Writing is not necessarily a strong suit of mine and I often find it hard to convey my thoughts and ideas in a coherent manner. To address this problem, I have created a block of time within my daily schedule that forces me to covert my current thoughts and ideas into words on paper.


I started Raedam (raedam.co) my sophomore year at Portland State University (PSU). Raedam’s mission was predicated on the belief that the parking industry’s archaic methodologies and systems could be updated to benefit individuals and cities. With today’s technologies, one might ask, why is it necessary to rely on outdated count boards or roam around looking for open parking spaces? If you ever inquired about the previous question, I am here to offer you some insights.

Why I started Raedam

In any given situation, my mind defaults to seeing my surroundings as systems. As such, I always find myself looking for ways to simplify these systems to produce a more efficient and enjoyable process. As PSU is located in downtown Portland, Oregon, it wouldn’t take too much thought or imagination to visualize that parking is quite scarce and people’s patience is even more so.

Understanding the parking industry

Parking, in the context of populous cities, is more often than not under the control of local governance. Contrary to popular belief, the majority of the parking in any given city is often located on the street and not in parking structures. As such, the governance of such spaces are under the authority of the city. While it may seem to substantially worse dealing with government entities to deploy and adopt new technology, I have come to find out that trying to work with the small number of companies that own the majority of parking spaces and facilities in the USA that are not owned or operated by government entities are not any better.

The companies that own the parking real-estate and manage them are not incentivized at any point to providing a better system for themselves or their customers as the demand for parking will always be high and the supply will always be low (speaking of the average supply-demand equilibrium in populous cities). Can’t find parking in this facility? That’s neat, how about you try to visit one of the other fifteen facilities within a few blocks that we also happen to own?

Primary point of failure

With the surface-level information provided, you can possibly identify that primary point of failure that took me just under three years to understand. Despite having many mentors and advisors throughout my journey running Raedam (most of which have repeatedly warned of my this exact problem), I insisted on executing on strategic plans that were not based on how the market actually worked. Rather, I was executing on how I thought the market should work.


Throughout my entire journey running Raedam, I have met with advisors and mentors to obtain feedback on all aspects of Raedam. I was very fortunate to have these mentors and advisors that have their own journeys, both of success and failure. Their expertise and wisdom provided me with all the necessary resources and connections to stress-testing my ideas and assumptions on everything from business to product and everything in between. In retrospect, I really did not utilize their wisdom and knowledge to the full capacity and that lended me some difficult and costly mistakes that could have been avoided all-together.

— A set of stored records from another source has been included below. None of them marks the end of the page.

PR #3286, opened 2024-01-24
Add issue template for nightly build

### LINKED ISSUE #3284: Nightly build failure 2024-01-24
# Data validation failure
The utility and balancing authority service territories derived from EIA-861 have significantly more records than expected.

* All of the real code changes between `nightly-2024-01-21` and `nightly-2024-01-24` seem to be related to the PHMSA extraction.
* However, the `conda` environment was also re-locked on Monday. Maybe something there changed the behavior of the service territory assets?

It’s cliche, you’ve probably heard this so many times that you’ve lost track of it, but really find and engage with mentors and advisors that have experience in what you are trying to do. They will save you so much time from making the same exact mistakes they have encountered in their own adventures, and time is the most scarce component of it all.

That being said, I don’t have much regret for making those mistakes. As I am working on a new startup currently, I have those mistakes engrained in my head and had I not experienced them first-hand, I couldn’t really say if I would’ve made them again on the second venture. Of course I am still in the early stages of this venture and there is much to be done, but the traction we’ve attained in the past three weeks of this new venture seems crazy to me. Not to deviate from Raedam too much, I will create a future blog post with our progress and learnings from the new venture.

Final thoughts

  1. It’s not worth your time trying to make change in any aspect that requires government approval or contracts to any large extent. This especially is true as a small startup, and one without prior success to help vouch for your ability to deliver on your ideas.
  2. A Startup really does require your full-time. You can’t expect to succeed in building a company without providing it with the proper attention and effort. This claim especially holds true when your startup is trying to build out a hardware and a software product that also happened to be B2B2C. It’s too complicated.
  3. Avoid hardware at all costs. As much as it is fun to touch and hold a tangible item you built from scratch, the associated pain is not worth it.
  4. Listen to your mentors and advisors, chances are they have experienced the same problems you are going through and they are providing you with a cheap ticket to avoiding massive pain and loss :) (That is not to say that you should not think for yourself, to the contrary, please don’t take or act upon advice without conducting your own research and thinking it through yourself)


This is my first blog post. It will not be polished nor succinct, so if you do find any errors or gaps in logic please provide me with feedback and engage me in discourse through my twitter account @omarnwaked

Many thanks from your friendly snowman lookalike :)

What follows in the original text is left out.